=== Begin Enclosure ===

PR #2629, opened 2020-11-05
fix: after proxy-mirror plugin mirroring request, http version change…

### LINKED ISSUE #2618: bug(proxy-mirror): after proxy-mirror plugin mirroring request, http version changed from 1.1 to 1.0
### Issue description

The http version changed from 1.1 to 1.0 after the proxy-mirror plug-in mirroring request. I think the http version should not be changed. Problem recurrence is the same as [#2617](https://github.com/apache/apisix/issues/2617).

Firstsawyou:
…d from 1.1 to 1.0.

fix #2618

### Pre-submission checklist:

### DIFF
--- a/t/plugin/proxy-mirror.t
+++ b/t/plugin/proxy-mirror.t
@@ -32,10 +32,11 @@ add_block_preprocessor(sub {
         server_tokens off;
 
         location / {
-            content_by_lua_block {            
+            content_by_lua_block {
                 local core = require("apisix.core")
 
-                local headers_tab = ngx.req.get_headers()               
+                core.log.info("upstream_http_version: ", ngx.req.http_version())
+                local headers_tab = ngx.req.get_headers()
                 for k, v in pairs(headers_tab) do
                     core.log.info(k, ": ", v)
                 end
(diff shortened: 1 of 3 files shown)


spacewander:
Now we force the proxy HTTP request to be version 1.1.
But it is fine... Since there is no way to dynamically change proxy HTTP version without modifying Nginx core and the majority HTTP request is 1.1.

t/plugin/proxy-mirror.t
```diff
@@ -32,10 +32,11 @@ add_block_preprocessor(sub {
...
 
         location / {
-            content_by_lua_block {            
+            content_by_lua_block {
                 local core = require("apisix.core")
 
-                local headers_tab = ngx.req.get_headers()               
+                core.log.info("upstream_http_version: ", ngx.req.http_version())
+                local headers_tab = ngx.req.get_headers()
                 for k, v in pairs(headers_tab) do
```
spacewander, line 40: I run the tests locally. It seems the order of `headers_tab` is unstable?

Firstsawyou:
> Now we force the proxy HTTP request to be version 1.1.
> But it is fine... Since there is no way to dynamically change proxy HTTP version without modifying Nginx core and the majority HTTP request is 1.1.

Yes, I tried to dynamically change the proxy HTTP version, but without success.

t/plugin/proxy-mirror.t
Firstsawyou: Thank you very much for your suggestions, I will update later.

Firstsawyou: hi, @spacewander , I tried it locally. The `headers_tab` printed to the log does not need to be sorted. We need to sort the `_M.uri()` function in `t/lib/server.lua`. I think we can solve this by creating a new pr problem. What do you think?

gxthrj (approved):

membphis (approved):

membphis:
@spacewander do you have time to take a look at this PR?

Firstsawyou:
@spacewander ping

spacewander (approved):

PR #2657, opened 2020-11-08
fix: the jwt plugin does not handle the case where `exp` is empty. (#…

### LINKED ISSUE #2649: bug: The jwt plugin does not handle the case where `exp` is empty
https://github.com/apache/apisix/commit/27875e57901ff1bbb1161bbd55364ecef2990e27#r43958477

tzssangglass:
…2649)

fix #2649

### Pre-submission checklist:

### DIFF
--- a/apisix/plugins/jwt-auth.lua
+++ b/apisix/plugins/jwt-auth.lua
@@ -53,7 +53,7 @@ local consumer_schema = {
             enum = {"HS256", "HS512", "RS256"},
             default = "HS256"
         },
-        exp = {type = "integer", minimum = 1},
+        exp = {type = "integer", minimum = 1, default = 86400},
         base64_secret = {
             type = "boolean",
             default = false
@@ -121,10 +121,6 @@ function _M.check_schema(conf, schema_type)
             if not conf.private_key then
                 return false, "missing valid private key"
             end
-        end
-
-        if not conf.exp then
-            conf.exp = 60 * 60 * 24
         end
     end
 
--- a/t/plugin/jwt-auth.t
+++ b/t/plugin/jwt-auth.t
@@ -526,7 +526,7 @@ GET /t
 --- request
 GET /apisix/admin/schema/plugins/jwt-auth?schema_type=consumer
 --- response_body
-{"required":["key"],"properties":{"exp":{"minimum":1,"type":"integer"},"private_key":{"type":"string"},"public_key":{"type":"string"},"algorithm":{"type":"string","default":"HS256","enum":["HS256","HS512","RS256"]},"base64_secret":{"default":false,"type":"boolean"},"secret":{"type":"string"},"key":{"type":"string"}},"additionalProperties":false,"type":"object"}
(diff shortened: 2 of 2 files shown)


membphis (commented):
missing test case

membphis:
please update the test case

tzssangglass:
ok

apisix/plugins/jwt-auth.lua
```diff
@@ -53,7 +53,7 @@ local consumer_schema = {
             enum = {"HS256", "HS512", "RS256"},
             default = "HS256"
         },
-        exp = {type = "integer", minimum = 1},
+        exp = {type = "integer", minimum = 1, default = 86400},
```
membphis, line 56: and we need to add a test case to check the default value, we need to sure it works.

and we need a test case for this case: https://github.com/apache/apisix/issues/2649

we need to sure we fixed this bug.

tzssangglass: Do you mean that when jwt expires (`exp` = `default` value), need to verify that jwt is invalid?

t/plugin/jwt-auth.t
```diff
@@ -1140,3 +1140,48 @@ base64_secret required but the secret is not in base64 format
 [error]
 --- request
 GET /t
+
```
tzssangglass, line 1143: @membphis does this test case cover the situation you mentioned
https://github.com/apache/apisix/pull/2657#discussion_r519373662

t/plugin/jwt-auth.t
```diff
@@ -1140,3 +1140,48 @@ base64_secret required but the secret is not in base64 format
...
+
+
+=== TEST 50: when the exp value is not set,make sure the default value(86400) works
```
tzssangglass, line 1146: @membphis does this test case cover the situation you mentioned
https://github.com/apache/apisix/pull/2657#discussion_r519373662

tzssangglass, line 1146: @membphis does this test case cover the situation you mentioned
https://github.com/apache/apisix/pull/2657#discussion_r519373662

t/plugin/jwt-auth.t
```diff
@@ -1140,3 +1140,73 @@ base64_secret required but the secret is not in base64 format
 [error]
 --- request
 GET /t
+
+
+
+=== TEST 50: when the exp value is not set, make sure the default value(86400) works
```
tzssangglass, line 1146: @membphis do these two cases cover the scenarios you mention?
I'm not sure if the TEST51 is elegant enough.

t/plugin/jwt-auth.t
```diff
@@ -1140,3 +1140,73 @@ base64_secret required but the secret is not in base64 format
...
+
+
+
+=== TEST 51: when the exp value is not set, sign jwt use the default value(86400)
+--- config
+    location /t {
+        content_by_lua_block {
+            local t = require("lib.test_admin").test
+            local code, body, res_data = t('/apisix/plugin/jwt/sign?key=exp-not-set',
+                ngx.HTTP_GET, nil, nil)
```
Firstsawyou, line 1197: I think it would be better not to need nil , for example: `local code, body, res_data = t('/apisix/plugin/jwt/sign?key=exp-not-set', ngx.HTTP_GET)` . What do you think？

tzssangglass: let me try

nic-chen (approved):

membphis (approved):

PR #2676, opened 2020-11-09
fix: make set_more_retries() work when upstream_type is chash

zfs123:
chash will pick next if last doesn't work to enable set_more_retries().

### Pre-submission checklist:

### DIFF
--- a/apisix/balancer/chash.lua
+++ b/apisix/balancer/chash.lua
@@ -69,11 +69,11 @@ function _M.new(up_nodes, upstream)
         upstream = upstream,
         get = function (ctx)
             local id
-            if ctx.balancer_try_count > 1 and ctx.last_server_index then
-                id, ctx.last_server_index = picker:next(ctx.last_server_index)
+            if ctx.balancer_try_count > 1 and ctx.chash_last_server_index then
+                id, ctx.chash_last_server_index = picker:next(ctx.chash_last_server_index)
             else
                 local chash_key = fetch_chash_hash_key(ctx, upstream)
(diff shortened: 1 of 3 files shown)


apisix/balancer/chash.lua
```diff
@@ -55,6 +55,7 @@ end
 
 function _M.new(up_nodes, upstream)
     local str_null = str_char(0)
+    local last_server_index
```
spacewander, line 58: The `last_server_index` should be in ctx scope, not the upstream one. We should not share the same index across different requests to an upstream.

spacewander (changes requested):

apisix/balancer/chash.lua
```diff
@@ -68,8 +68,13 @@ function _M.new(up_nodes, upstream)
     return {
         upstream = upstream,
         get = function (ctx)
-            local chash_key = fetch_chash_hash_key(ctx, upstream)
-            local id = picker:find(chash_key)
+            local id
+            if ctx.balancer_try_count > 1 and ctx.last_server_index then
+                id, ctx.last_server_index = picker:next(ctx.last_server_index)
```
spacewander, line 73: Better to use name like `ctx.chash_last_server_index`

spacewander (changes requested):

spacewander:
Please write new test to verify the fix and make sure the tests are passed.

moonming:
ping @zfs123

spacewander (approved):

tokers (approved):

Issue #2670, opened 2020-11-09
request help: while etcd auth enable，apisix cannot get etcd settings after restart 


jxhecong:
### Issue description
enable etcd auth, add right user and password in config.yaml, add a right routes, curl the service is OK
apisix restart, curl the service result 404
when remove user and password in config.yaml and disable etcd auth, the service is fine again

### Environment

* apisix version (cmd: `apisix version`): 2.0
* OS: centos7.6

spacewander:
Have you seen any error message after apisix restart?

jxhecong:
just "signal process started" in error.log

jxhecong:
someting strange:
etcd --user=***:*** get / --prefix
the command's just output /apisix/routes/1 which is configured
such as
"
/apisix/consumers/
init_dir
/apisix/global_rules/
init_dir
/apisix/node_status/
init_dir
/apisix/plugin_metadata/
init_dir
/apisix/plugins/
init_dir
/apisix/proto/
init_dir
..."
is not found

jxhecong:
1. reproduce the failure.
1.1 etcd --user=: delete / --prefix
      etcd --user=: get / --prefix, to make sure nothing left
1.2 enable etcd auth, add right user and password in config.yaml, apisix start, add a right routes, curl the service is OK
      etcd --user=: get / --prefix, just output the /apisix/routes/ which is configured
1.3 apisix restart, curl the service result 404
      etcd --user=: get / --prefix, just output the /apisix/routes/ which is configured

2. to avoid the problem
2.1 disable etcd auth, apisix restart
      etcd get / --prefix, output all KVs that apisix configured
2.2 then enable etcd auth, it's OK to restart apisix

nic-chen:
> someting strange:
> 
> etcd --user=***:*** get / --prefix
> 
> the command just output /apisix/routes/1 which is configured
> 
> such as
> 
> "
> 
> /apisix/consumers/
> 
> init_dir
> 
> /apisix/global_rules/
> 
> init_dir
> 
> /apisix/node_status/
> 
> init_dir
> 
> /apisix/plugin_metadata/
> 
> init_dir
> 
> /apisix/plugins/
> 
> init_dir
> 
> /apisix/proto/
> 
> init_dir
> 
> ..."
> 
> is not found

Thanks for feedback，that is why.
'init_etcd' doesn't support auth yet.

jxhecong:
[...]

PR #2690, opened 2020-11-10
fix(CLI): add Authorization header while enable etcd auth

jxhecong:
close https://github.com/apache/apisix/issues/2670

### Pre-submission checklist:

### DIFF
--- a/.travis/apisix_cli_test.sh
+++ b/.travis/apisix_cli_test.sh
@@ -494,3 +494,68 @@ fi
 make stop
 
 echo "passed: access log with JSON format"
+
+# check etcd while enable auth
+git checkout conf/config.yaml
+
+export ETCDCTL_API=3
+etcdctl version
+etcdctl --endpoints=127.0.0.1:2379 user add "root:apache-api6"
+etcdctl --endpoints=127.0.0.1:2379 role add root
+etcdctl --endpoints=127.0.0.1:2379 user grant-role root root
+etcdctl --endpoints=127.0.0.1:2379 user get root
+etcdctl --endpoints=127.0.0.1:2379 auth enable
+etcdctl --endpoints=127.0.0.1:2379 --user=root:apache-api6 del /apisix --prefix
+
+echo '
+etcd:
+  host:
+    - "http://127.0.0.1:2379"
+  prefix: "/apisix"
+  timeout: 30
+  user: root
+  password: apache-api6
+' > conf/config.yaml
+
+make init
+cmd_res=`etcdctl --endpoints=127.0.0.1:2379 --user=root:apache-api6 get /apisix --prefix`
+etcdctl --endpoints=127.0.0.1:2379 --user=root:apache-api6 auth disable
+etcdctl --endpoints=127.0.0.1:2379 role delete root
+etcdctl --endpoints=127.0.0.1:2379 user delete root
+
+init_kv=(
+/apisix/consumers/
+init_dir
+/apisix/global_rules/
+init_dir
+/apisix/node_status/
+init_dir
+/apisix/plugin_metadata/
+init_dir
+/apisix/plugins/
+init_dir
+/apisix/proto/
+init_dir
+/apisix/routes/
+init_dir
+/apisix/services/
+init_dir
+/apisix/ssl/
+init_dir
+/apisix/stream_routes/
+init_dir
+/apisix/upstreams/
+init_dir
+)
+i=0
+
+for kv in $cmd_res
+do
+    if [ "${init_kv[$i]}" != "$kv" ]; then
+        echo "failed: index=$i, $kv is not equal to ${init_kv[$i]}"
+        exit 1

=== End Enclosure ===

** TASK REQUIREMENTS **
With "configured" as the word to match, copy each line of the records that has it.

** ANSWER BOX **
the command's just output /apisix/routes/1 which is configured
      etcd --user=: get / --prefix, just output the /apisix/routes/ which is configured
      etcd --user=: get / --prefix, just output the /apisix/routes/ which is configured
      etcd get / --prefix, output all KVs that apisix configured
> the command just output /apisix/routes/1 which is configured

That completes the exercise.